**Task to carry out**
Set down exactly, from the records below, the line with "managed by InterfaceAddressDescriptor" through the line with "referenced in dependencies)", and nothing else.

**Task data**
PR #1444, opened 2019-08-21
Linux ifplugin improvements + VPP ifplugin bug fix

milanlenco:
Linux ifplugin improvements:
- IP addresses are manipulated as derived values (like the VPP ifplugin does) - so, for example, interface is created even if some IP address is invalid / fails to be assigned
- implemented Retrieve for EXISTING interfaces (resync now works correctly)
- added "link_only" parameter into the model - if enabled, the linux plugin will only create the interface and let something else to manage addresses (could be another agent which manipulates with the interface as EXISTING, or admin managing addresses via CLI) - i.e. resync will not touch MAC and IP addresses

VPP ifplugin bug fix:
- derived IP addresses obtained from DHCP were excluded from the key space of InterfaceAddressDescriptor, because otherwise the descriptor would try to add the IP address again
- the derived keys for IP addresses are now:
    a) vpp/interface/{iface}/address/static/{address}: derived from interfaces, managed by InterfaceAddressDescriptor
    b) vpp/interface/{iface}/address/from-dhcp/{address} : derived from DHCP lease as PROPERTY (i.e. without descriptor, but can be referenced in dependencies)
- to depend on interface to have any IP address, use this key prefix: "vpp/interface/{iface}/address/"
- to depend on interface to have assigned at least one static IP address, use this key prefix: "vpp/interface/{iface}/address/static"
- to depend on interface to have assigned at least one IP address from DHCP, use this key prefix: "vpp/interface/{iface}/address/from-dhcp"


ondrej-fabry:
It seems to be that it would be quite useful to have integration tests for linux related config as well.

milanlenco:
Agree with the integration tests - although, for Linux the linuxcalls are very simple and not so interesting for testing. The descriptors, on the other hand, are much more complex (for example this PR makes changes in descriptors, but not in linuxcalls). I will try to prepare at least one IT with Kvscheduler and Linux descriptors initialized and available for testing (to have something like ctx := setupLinux(t)). Or maybe we could create another directory under tests/intergration, such as "kvscheduler", where we include the descriptors+kvscheduler for both VPP and Linux?

Issue #1450, opened 2019-08-28
IfPlugin publishes notifications only if the interface has state InterfaceState_DELETED


denis-tingajkin:
@ondrej-fabry Hello, 
We faced a strange problem related to vpp-agent notifications.
`Expected`: all notifications related to interface will publish.
`Actual`:  We get notifications only on interface deleted.

Question: Is actual behavior ok?

Also, I provided a potential naive solution. (See PR below.)

## Issue from nsm-repo
https://github.com/networkservicemesh/networkservicemesh/issues/1512

PR #1451, opened 2019-08-28
[WIP] [PoC] publish all notifications

denis-tingajkin:
## Motivation
https://github.com/ligato/vpp-agent/issues/1450

### DIFF
--- a/plugins/vpp/ifplugin/publish_state.go
+++ b/plugins/vpp/ifplugin/publish_state.go
@@ -6,10 +6,9 @@ import (
 	"github.com/ligato/cn-infra/datasync"
 	"github.com/ligato/cn-infra/health/statuscheck"
 	"github.com/ligato/cn-infra/health/statuscheck/model/status"
-	"github.com/pkg/errors"
-
 	"github.com/ligato/vpp-agent/api/models/vpp"
 	interfaces "github.com/ligato/vpp-agent/api/models/vpp/interfaces"
+	"github.com/pkg/errors"
 )
 
 // watchStatusEvents watches for resync event of interface state data.
@@ -140,11 +139,11 @@ func (p *IfPlugin) publishIfStateEvents() {
 					p.Log.Debugf("Updating link state: %+v", ifState)
 				}
 				p.linkStateDescriptor.UpdateLinkState(ifState)
-				if p.PushNotification != nil {
-					p.PushNotification(&vpp.Notification{
-						Interface: ifState,
-					})
-				}
+			}
+			if p.PushNotification != nil {
+				p.PushNotification(&vpp.Notification{
+					Interface: ifState,
+				})
 			}
 
 			p.publishLock.Unlock()


milanlenco:
Hi @denis-tingajkin,

could you re-test with this PR applied: https://github.com/ligato/vpp-agent/pull/1453 ?
This fix should give you all the interface UP/DOWN events. But note that notifications about packet/byte counter changes are intentionally not sent through GRPC since they are very frequent and not suitable for that transport we think.
We actually prefer to publish the counters using e.g. Prometheus. This is provided by the Telemetry plugin - for inspiration on how to deploy agent with Prometheus and display stats via Grafana, see https://github.com/ligato/vpp-agent/wiki/Telemetry.
Also, the interface plugin still uses the old and slow binary API based access to interface statistics which slows down the VPP main thread, whereas Telemetry plugins reads stats from a shared memory without blocking VPP.

edwarnicke:
> Hi @denis-tingajkin,
> 
> could you re-test with this PR applied: #1453 ?
> This fix should give you all the interface UP/DOWN events. But note that notifications about packet/byte counter changes are intentionally not sent through GRPC since they are very frequent and not suitable for that transport we think.

Would it be possible to get them at a requested interval?

> We actually prefer to publish the counters using e.g. Prometheus. This is provided by the Telemetry plugin - for inspiration on how to deploy agent with Prometheus and display stats via Grafana, see https://github.com/ligato/vpp-agent/wiki/Telemetry.

That's a good thing to have, but doesn't meet our need.  We don't need Ligato Prometheus stats, we need NSM Connection metrics... in other words... we need you to give them to us so we can correlate them correctly with other metadata to report them to other systems.  I get that you can't update us everytime you get updated (that's a lot of events).  But we would want to ask for them at some time interval and get updates at that interval.

> Also, the interface plugin still uses the old and slow binary API based access to interface statistics which slows down the VPP main thread, whereas Telemetry plugins reads stats from a shared memory without blocking VPP.

Again... we need the data directly, via GRPC, not Prometheus.

ondrej-fabry:
I went over the requirements with Ed today and planning to provide some simple way to consume metrics using custom time periods.

BoutheinaDab:
@ondrej-fabry  @edwarnicke Want to know please if vpp-agent is able know to provide interface metrics at time periods?

ondrej-fabry:
@BoutheinaDab check out #1495

denis-tingajkin:
@ondrej-fabry we found that StatsPollerService is part of telemetry plugin. We don't want to use the telemetry plugin on NSM side. Can we implement StatsPollerService without a telemetry plugin?

ondrej-fabry:
@denis-tingajkin check out #1532, it adds `PrometheusDisabled` option to disable collection and export for Prometheus, which is what you don't use anyway.

denis-tingajkin:
@ondrej-fabry thanks, I tried to use stats poller service and it is not working for me. Please take a look https://github.com/ligato/vpp-agent/issues/1538.

denis-tingajkin:
[StatsPollerService](https://github.com/ligato/vpp-agent/pull/1495) has been implemented. This PR can be closed.

PR #1463, opened 2019-09-11
Fix afpacket CRUD tests

samelias:
- fix "show hardware" command
- rework "Get Interface Presence" keyword to improve error messages

Signed-off-by: samuel.elias <samelias@cisco.com>


samelias:
This seems to fix l2xconnect CRUD as well

PR #1468, opened 2019-09-12
Add e2e test for SPAN feature

rewenset:


tests/e2e/030_span_test.go
```diff
@@ -0,0 +1,186 @@
...
+	)
+
+	Expect(ctx.getValueState(spanRx)).To(
+		Equal(kvs.ValueState_PENDING),
+		"SPAN is not in a `PENDING` state, but `InterfaceTo` is not ready",
+	)
+
+	// Check `show int span` output
+	var stdout bytes.Buffer
+	cmd := exec.Command("vppctl", "show", "int", "span")
```
milanlenco: Perhaps add helper function `execVppctl(command string) (output string, err error)` (or more generally `execCommand` to make it usable even beyond vppctl) to `e2e_test.go`. The
```
var stdout bytes.Buffer
exec.Command(...)
cmd.Stdout = &stdout
...
```
sequence is repeated twice in this file, also occurs [here](https://github.com/ligato/vpp-agent/blob/dev/tests/e2e/e2e_test.go#L249-L254) and most likely will be needed in future tests.

tests/e2e/e2e_test.go
```diff
@@ -205,6 +206,18 @@ func (ctx *testCtx) agentInSync() bool {
 	return true
 }
 
+// execVppctl returns output from vppctl for given action and arguments.
+func (ctx *testCtx) execVppctl(action string, args ...string) (*bytes.Buffer, error) {
```
milanlenco: I think it would be more practical to return output as string, it most cases it would be followed by `stdout.String()` anyway.

PR #1469, opened 2019-09-16
Fixed missed interface dependency for SRv6 L2 steering

fgschwan:
Signed-off-by: Filip Gschwandtner <filip.gschwandtner@pantheon.tech>

### DIFF
--- a/plugins/vpp/srplugin/descriptor/steering.go
+++ b/plugins/vpp/srplugin/descriptor/steering.go
@@ -217,12 +217,12 @@ func (d *SteeringDescriptor) Dependencies(key string, steering *srv6.Steering) (
 		}
 	}
 	// Interface dependency
-	if t, isL2Traffic := steering.Traffic.(*srv6.Steering_L2Traffic_); isL2Traffic {
-		intfaceName := strings.TrimSpace(t.L2Traffic.InterfaceName)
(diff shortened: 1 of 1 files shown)


plugins/vpp/srplugin/descriptor/steering.go
```diff
@@ -215,5 +216,15 @@ func (d *SteeringDescriptor) Dependencies(key string, steering *srv6.Steering) (
 			})
 		}
 	}
+	// Interface dependency
+	if t, isL2Traffic := steering.Traffic.(*srv6.Steering_L2Traffic_); isL2Traffic {
```
ondrej-fabry: There is no need to do this boilerplate with oneof fields. The generated code for `Steering` already contains getter method `GetL2Traffic()` that also includes extra safety check to prevent panics on nil data. Your solution can panic for at least two cases..

https://github.com/ligato/vpp-agent/blob/8cdc8da9b3b5aab68d6897487a665eacf54248a4/api/models/vpp/srv6/srv6.pb.go#L1086-L1091

fgschwan: fixed in https://github.com/ligato/vpp-agent/pull/1469/commits/18ff2974675fe04c2776938e493a7b64a8e43ab3

PR #1472, opened 2019-09-17
Remove VAT from ACL CRUD tests and refactor

samelias:
- replace hardcoded expected data with a template
- cleanup ACL test suite file
- fix ACL ICMP tests testing ACL UDP instead
- move ACL libraries and resources to subdirectories

Signed-off-by: samuel.elias <samelias@cisco.com>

**Answer for the task**
    a) vpp/interface/{iface}/address/static/{address}: derived from interfaces, managed by InterfaceAddressDescriptor
    b) vpp/interface/{iface}/address/from-dhcp/{address} : derived from DHCP lease as PROPERTY (i.e. without descriptor, but can be referenced in dependencies)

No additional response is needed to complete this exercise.